- WORK TO BE COMPLETED -
Go through the records below and copy out every line that contains the word "Revision".
[RECORDS — start]
PR #988, opened 2024-10-25
Fix/emote replace

esnyder232:
Replaced augint urls with static.coolhole.org urls.


esnyder232:
why does github default the base with calzoneman's?

Issue #9, opened 2020-09-21
Create new sidecar image to override C* version


grighetto:
While talking with John Sanda, he let me know that in order to use a custom C* image in the Cass-Operator, we have to create a new sidecar image first because the C* version is hardcoded in the Dockerfile, for example: https://github.com/datastax/management-api-for-apache-cassandra/blob/master/Dockerfile-3_11

┆Issue is synchronized with this [Jira Task](https://datastax-oss.atlassian.net/browse/AD-107) by [Unito](https://www.unito.io)
┆Issue Number: AD-107

Issue #32, opened 2020-10-19
Build images for all dependencies before running the workflow


grighetto:
Up until now, we've been building all the dependencies that have no official Docker images on the fly (Gemini, Spark, cassandra-diff) within the k8s cluster itself at every execution of Adelphi in order to have a consistent and simple experience locally or across cloud envs, but as we add more tools, the startup time adds up.

Instead, we should start by at least providing Dockerfiles such that one could build these images once and reuse them locally with k3d. Later, we could publish these images to a public registry.

┆Issue is synchronized with this [Jira Task](https://datastax-oss.atlassian.net/browse/AD-85) by [Unito](https://www.unito.io)
┆Issue Number: AD-85

grighetto:
If we want to guarantee a test run to be reproducible for a long time, we need the tools we use to be available. Things like cassandra-diff and Gemini have no official public images.
We should consider building and publishing them.

absurdfarce:
This seems like another argument for building "fatter" images which already contain the tools.  The image itself functions as a "checkpoint" for the combination of the specific tools in question.

An example: I'm imagining migrating the current "spark-image" template to an image which already has a precise version of Spark + cassandra-diff installed.  This image is itself versioned, which means we can explicitly say that a user running v1.2.3 of the image is using Spark 3.0.1 and cassandra-diff foo [1].  This change alone _greatly_ facilitates reproducibility and general uniformity.  It also makes everything run faster (under the assumption that the increase in download times for a larger image is more than offset by the removal of the need to download, build and install individual binaries as is done in the current workflow).

[1] Since cassandra-diff doesn't have explicit releases, or at least don't yet, this likely equates to a git hash

grighetto:
@absurdfarce Those are all good points, thanks!

I think I'd prefer individual images per tool instead of a fat image with everything for a couple of reasons:
1- some users may choose not to run all the available tools, so they could download just the images they need. That makes for smaller images and faster downloads.
2- provides isolation of dependencies - for example, some tools require newer versions of the JVM to run, so if they live in different images, we don't have to worry about clashes or incompatibilities.
I agree with the specific example of Spark and cassandra-diff though, because they to have to be in the same image (the cassandra-diff jars have to be in the Spark classpath).

What I'm envisioning is that the top-level version would be at the Helm chart level and its YAML files would point to (pin) specific versions of the tools' images.

PR #34, opened 2020-10-22
#9 Use a C* build from the source as the target cluster image

grighetto:
┆Issue is synchronized with this [Asana task](https://app.asana.com/0/1198513180644180/1198884156984741) by [Unito](https://www.unito.io/learn-more)


helm/adelphi/templates/cassandra-image-builder.yaml
```diff
@@ -0,0 +1,69 @@
...
+    - name: clone-cassandra
+      image: alpine/git
+      workingDir: /download
+      command:
+        - sh
+        - -c
+      args:
+        - git clone https://github.com/apache/cassandra.git cassandra;
+          cd cassandra;
+          git checkout {{`{{inputs.parameters.commit_hash}}`}};
```
absurdfarce, line 37: Nit: in the case of, say, "cassandra-4.0-beta2" (which looks to be the default given values.yaml) this represents a tag rather than a commit hash.  "tree-ish" is probably the right name here (since that's ultimately what's being passed to "git checkout") but that name... isn't great.  This name could be a branch, it could be a tag, or it could indeed be a commit.  Maybe... "git_identifier" or something?

That said, the term "tree-ish" is reasonably well understood, at least within the git community.  So maybe we just go with that... ?

I guess I lean a bit more towards "git_identifier"... but I could be swayed either way.

helm/adelphi/templates/cassandra-dockerfile-configmap.yaml
```diff
@@ -0,0 +1,207 @@
+apiVersion: v1
+kind: ConfigMap
+metadata:
+  name: cassandra-dockerfile-configmap
+  namespace: {{ .Values.namespace }}
+data:
+  Dockerfile: |
```
absurdfarce, line 7: The remainder of this file represents an implicit import of the logic in https://github.com/docker-library/cassandra/blob/b6554329fe112243d16861b441067227eedcbdf9/4.0/Dockerfile and https://github.com/docker-library/cassandra/blob/c03e9828c699b8c22bcb17f82356ae90123d1d10/4.0/docker-entrypoint.sh into the project.  I'm not sure this is ideal for the following reasons:

* Fixes/enhancements to these files over time won't be automatically picked up and re-used here
* These files aren't easily identifiable in the context in which they serve, which makes them harder to find and review.  If we had a file named "Dockerfile" in a directory named "cassandra-4.0" the intent is pretty clear, but as it stands we have to get all of this from a config map.

Is there some reason we can't grab these files directly (from github, via git, or via some other mechanism) and then build the YAML programmatically to include them here?  I'm just concerned we're seeing ourselves up for a maintenance nightmare by bringing this stuff in in this way.

helm/adelphi/templates/workflow-adelphi.yaml
```diff
@@ -1,19 +1,44 @@
 apiVersion: argoproj.io/v1alpha1
 kind: Workflow
 metadata:
-  name: workflow-nosqlbench-cassdiff-{{ .Release.Revision }}
+  name: workflow-adelphi-{{ .Release.Revision }}
```
absurdfarce, line 4: 👍

helm/adelphi/templates/cassandra-image-builder.yaml
```diff
@@ -0,0 +1,69 @@
...
+    inputs:
+      parameters:
+      - name: registry_ip
+      - name: commit_hash
+    container:
+      image: gcr.io/kaniko-project/executor:v1.0.0
+      args:
+      - --dockerfile=/dockerfile/Dockerfile
+      - --context=dir:///workspace
+      - {{`--destination={{inputs.parameters.registry_ip}}:30000/cassandra-quality/cassandra`}}
```
absurdfarce, line 20: Don't we want this to be "adelphi" rather than "cassandra-quality"?

helm/adelphi/templates/cassandra-mgmt-image-builder.yaml
```diff
@@ -0,0 +1,72 @@
...
+  - name: cassandra-mgmt-image-template
+    inputs:
+      parameters:
+      - name: registry_ip
+    container:
+      image: gcr.io/kaniko-project/executor:v1.0.0
+      args:
+      - --dockerfile=/generated/Dockerfile
+      - --context=dir:///build
+      - {{`--destination={{inputs.parameters.registry_ip}}:30000/cassandra-quality/management-api-for-apache-cassandra`}}
```
absurdfarce, line 19: Same here: s/cassandra-quality/adelphi/

absurdfarce (commented):
Seems reasonable for what it does, but I have some serious concerns about bringing all this code into the code base rather than referencing external sources.  I think I have an even larger concern about the increase in work that we're now asking the k8s cluster to do; we're now adding logic to download, build and package C* into Docker containers.  This cost is paid _every time we run the Helm chart_ (unless there's a bypass or some kind of opt-out logic I missed).  I'm very concerned that this general approach just won't scale over time as more and more features are added.

helm/adelphi/templates/cassandra-dockerfile-configmap.yaml
grighetto: The Dockerfile in Adelphi is a modified version from the one you linked in docker-library. The original own downloads a prebuilt tarball from the Apache site, while ours copies it from the volume where we buid C* from the source.

Usually these files are "templates" that we modify to our needs, the DataStax Management API follows a similar approach: https://github.com/datastax/management-api-for-apache-cassandra/blob/master/upstream-4.0/Dockerfile

Adelphi is all about building images and orchestrating containers, so I think it makes sense to have those things under our control instead of having it change under our feet.
Also, that Dockerfile is pretty straightforward and looks stable, it hasn't changed much in docker-file since older versions of C*.

helm/adelphi/templates/cassandra-image-builder.yaml
grighetto: Fixed in the follow-up PR #35

helm/adelphi/templates/cassandra-mgmt-image-builder.yaml
grighetto: Fixed in the follow-up PR #35

helm/adelphi/templates/cassandra-dockerfile-configmap.yaml
grighetto: Another example of this approach are the CRDs manifests for C* Operator and Argo.
We can't import them as subcharts in Helm (because they're CRDs) and they are also tweaked for changing RoleBindings and stuff like that. The recommendation I heard from Jim Dickinson (from the C* Operator project) is that these files are mostly templates that have to be modified depending on one's needs.

grighetto:
> I have some serious concerns about bringing all this code into the code base rather than referencing external sources

I tried to address that concern in the comments above, but simply put the idea is that IMO Adelphi should own the image building process and we can't use the referenced resources directly because they do other things that we don't want to do. We have modified versions.

> I think I have an even larger concern about the increase in work that we're now asking the k8s cluster to do; we're now adding logic to download, build and package C* into Docker containers. This cost is paid every time we run the Helm chart 

For serious testing, most people will run this on some cloud environment. In my GKE test, it took 4 minutes to build C* from the source and 3 minutes to build the C* Management API, I think that's mostly negligible for workload generation tests that will run for maybe 30min on each anonymized schema (so it could be a few hours total in CI).

The image has to come from somewhere before running the workflow and it has to be built from the source since we'll want to test trunk or a dev branch. In a follow-up work we can let the user specify a pre-built tarball for local testing (let's investigate that in #32), but I still think there's value in building C* in the k8s cluster for real testing for the following reasons:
[RECORDS — finish]
- COMPLETED TASK -
-  name: workflow-nosqlbench-cassdiff-{{ .Release.Revision }}
+  name: workflow-adelphi-{{ .Release.Revision }}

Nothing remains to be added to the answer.